Avner Ankri, directeur des ventes chez IBM et «manager de nomades», comme il se définit, reconnaît qu' «il est rageant de ne pas avoir les gens sous la main quand on a besoin d'eux». Pourtant, même s'il fait partie des privilégiés qui disposent encore d'un espace à eux, il goûte le plaisir de pouvoir emporter son bureau avec lui. Sa journée de labeur commence à 6 h 30, chez lui, à Bry-sur-Marne. «Pour traiter mes messages électroniques, je n'ai pas besoin de bureau. Je pose mon portable et j'étale mes dossiers sur la table du salon», explique-t-il. Vers 8 h 30, il prend le RER, direction la Défense, et profite de ses trois quarts d'heure de trajet pour lire un document ou travailler sur son ordinateur.
Chez le constructeur informatique Unisys, à Nanterre, les commerciaux ne seront bientôt plus les seuls sans bureau fixe. Objectif de la «chasse au gaspi» immobilier, qui doit être achevée à l'automne prochain: passer de 560 salariés sur 12 000 mètres carrés à 660 personnes sur... 1 000 de moins. Monique Le Covec, responsable de l'immobilier et des services généraux, annonce la couleur: «Nous allons casser les cloisons pour garder le moins de bureaux fermés possible, augmenter le nombre des espaces de travail réservables de notre business center, aujourd'hui réservé à l'usage des 120 commerciaux, et créer des postes de travail partagés.» Même les cadres dirigeants seront priés de se montrer partageux. En leur absence, il suffira de donner un tour de clef à l'armoire où seront entreposés ordinateur et documents confidentiels, et le tour sera joué: le bureau libéré pourra être utilisé comme salle de réunion.
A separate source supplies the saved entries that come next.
PR #1352, opened 2026-05-16
Localize table related rules

veyndan:
Essentially just moves the `<table>` related rules from the normalise section of the stylesheet to where other `<table>` related rules are.

Some of the `main table` selectors are now just `table`. No meaningful difference as the only `table`s that exist on the site are in a `main` anyway. IMO it was needlessly specific previously.

### DIFF
--- a/_sass/_base.scss
+++ b/_sass/_base.scss
@@ -2,7 +2,6 @@
 *******************************************************************************/
 
 * {margin:0;padding:0}
-table {border-collapse:collapse} th {text-align:left;}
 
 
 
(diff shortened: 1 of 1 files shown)


link2xt:
Something went wrong? Not sure if it deployed the PR branch or main.

veyndan:
This is one of the worst PRs to figure that out as it's just moving around CSS rules so there shouldn't be any visible changes 😂 

The page preview is correct though, it's perhaps just a got a wrong branch name in it. I just validated it by diffing https://delta.chat/assets/css/styles.css and https://staging.delta.chat/main/assets/css/styles.css, and the latter does have the edits present in this PR.

missytake:
Nice, it was deployed to https://staging.delta.chat/1352/en/ successfully, #1367 seems to have worked. Only problem is that approved workflows can't post to the comments yet.

missytake (approved):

Un projet tout à fait dans l'air du temps. «La tendance actuelle est à des espaces individuels plus petits, voire partagés, avec, en contrepartie, une pléiade d'espaces collectifs qui permettent de se rencontrer de manière informelle, de travailler ensemble et de mener des réunions ou des projets, estime Richard Galland, président du cabinet d'aménagement Majorelle. Et les 35 heures ne pourront qu'accélérer la réflexion sur ce thème: si on continue à respecter la règle un salarié-un espace, on va multiplier les postes de travail... vides une partie du temps!»
Reste à convaincre tous ceux qui ont encore un bureau. La perspective d'en être privés ne les enthousiasme pas, loin de là, d'après un sondage réalisé au début de 1997 par BVA/CTMétrie: ils ne sont que 10% à souhaiter «ne pas avoir de bureau ou de poste de travail fixe». L'entreprise virtuelle n'est pas (encore) pour demain.